While the past year has been tough on the financial sector, not all financials have suffered. While banks and real estate investment trusts (REITs) were dealt a tough hand, the exchanges -- particularly Nasdaq (NDAQ -0.68%) -- benefited from the increased volatility.
But if high volatility helps when the market is anxious and trading activity is high, low volatility can hurt when things settle down. So Nasdaq has been taking steps to reduce its exposure to volatility by building ancillary businesses, and it made a splashy acquisition at the end of 2020 by acquiring Verafin, a company that detects financial fraud. Does that make it a buy today? Let's dig into its latest earnings and see.
A big jump in revenue
Nasdaq is primarily known for its namesake stock exchange, but the company does have other lines of business. It operates four basic segments: market services, corporate services, information services, and market technology. Market services includes trading and clearing services. Corporate services includes listing and corporate solutions, while information services includes Nasdaq data and indices. Finally, market technology provides infrastructure solutions for banks, regulators, and other stakeholders.

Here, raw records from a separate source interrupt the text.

PR #4439, opened 2025-10-30
Allow new nodes to sync delinquent L1s

StephenButtolph:
## Why this should be merged

L1s that did not properly update to support the Granite activation on Fuji may have finalized blocks past the Granite activation time without epoch information.

This allows new nodes to sync off of these non-conforming validators.

## How this works

Moves epoch verification inside the bootstrapped check.

## How this was tested

Added a unit test that fails on master.

No.

### DIFF
--- a/vms/proposervm/vm_test.go
+++ b/vms/proposervm/vm_test.go
@@ -2746,6 +2746,140 @@ func TestSelectChildPChainHeight(t *testing.T) {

For the quarter ending Dec. 31, Nasdaq generated $788 million in net revenue, an increase of 22% compared to the fourth quarter the year before. For the full year, total net revenue came in at $2.9 billion, an increase of 15% compared to 2019. Earnings per share rose 24% to $1.60 for the fourth quarter, and full-year earnings per share climbed by the same percentage to $6.18.
The fourth quarter was particularly robust with respect to new listings. Nasdaq introduced 142 initial public offerings, and boasted a 67% total win rate over the other exchanges. Equity options were a big bright spot for Nasdaq last quarter, with a 71% increase in volume to 741 million contracts.
Nasdaq is getting into crime fighting
Nasdaq also announced an agreement during the fourth quarter to acquire Verafin, a cloud-based platform that can detect, investigate, and report money laundering and financial fraud. Verafin currently serves more than 2,000 financial institutions. The transaction is expected to close in this year's first quarter, and Nasdaq projects that Verafin will deliver $140 million in revenue for the company in 2021. The acquisition is expected to be accretive to adjusted earnings beginning in 2022.
Ultimately, the Verafin acquisition and Nasdaq's other businesses will help reduce the company's reliance on stock market volatility to drive earnings. Volatility generally translates into higher trading volumes and revenue, but it also tends to revert to the mean. In other words, investors should expect more subdued growth if the market frenzy settles down. Another X factor for now is the GameStop saga, which could potentially usher in additional regulation. It's too early to tell if this will have an effect on the exchanges, but the whole episode has garnered the attention of regulators, and how they respond is an open question.
Nasdaq's other businesses did exhibit decent growth, with investment intelligence revenue rising 27% year over year on increased usage of proprietary products and license fees paid by index funds that benchmark to Nasdaq indices. Data revenue also rose 8%. The corporate services line of business experienced 8% growth due to increased demand for environmental, social, and governance (ESG) solutions.
At Thursday morning's prices, Nasdaq is trading at 23 times expected 2021 earnings per share of $6.22. This is roughly flat earnings growth compared to 2020, and would almost seem to be building in a decrease in volumes and volatility this year. Since the other businesses are growing, and Verafin is set to add revenue, we should see stronger growth if trading volumes hold up. For 2022, the Street sees Nasdaq making $6.79, so this seems to be a 2021 phenomenon. And while Nasdaq isn't a big dividend payer, it does sport a 1.4% yield, and last year dividends only amounted to 32% of earnings per share, a very sustainable payout.
Industry leaders like Nasdaq have hard-to-replicate competitive moats, so their business models are more stable. While trading volumes will ebb and flow, the overall business is steady, especially if you're focused on the long term.